If complexity is O(nlog2(n))...
How to prove execution time for data like 10e7if we know that for data like 10e5execution time is 0.1s?
In short: To my knowledge, you don't prove it in this way.
More verbosely:
The thing about complexity is that they are reported in Big O notation, in which any constants and lower order terms are discarded.
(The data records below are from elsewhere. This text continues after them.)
PR #1546, opened 2026-08-12
fix: reset React adapter queues on popstate

franky47:
## Summary

- keep the React adapter queue-reset listener mounted for the adapter lifetime
- cancel pending URL updates on Back/Forward even after the last query subscriber unmounts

For example; the complexity in the question O(nlog2(n)), however this could be the simplified form of k1 * n * log(k2 * log(k3 * n + c3) + c2) + c1.
These constants cover things like initialization tasks which take the same time regardless of the number of samples, the proportional time it takes to do the log2(n) bit (each one of those could potentially take 10^6 times longer than the n bit), and so on.
In addition to the constants you also have variable factors, such as the hardware on which the algorithm is executed, any additional load on the system, etc.
In order use this as the basis for an estimate of execution time you would need to have enough samples of execution times with respect to problem sizes to estimate the both the constants and variable factors.
For practical purposes one could gather multiple samples of execution times for a sufficiently sizable set of problem sizes, then fit the data with a suitable function based on your complexity formula.
In terms of proving an execution time... not really doable, the best you can hope for is a best fit model and a significant p-value.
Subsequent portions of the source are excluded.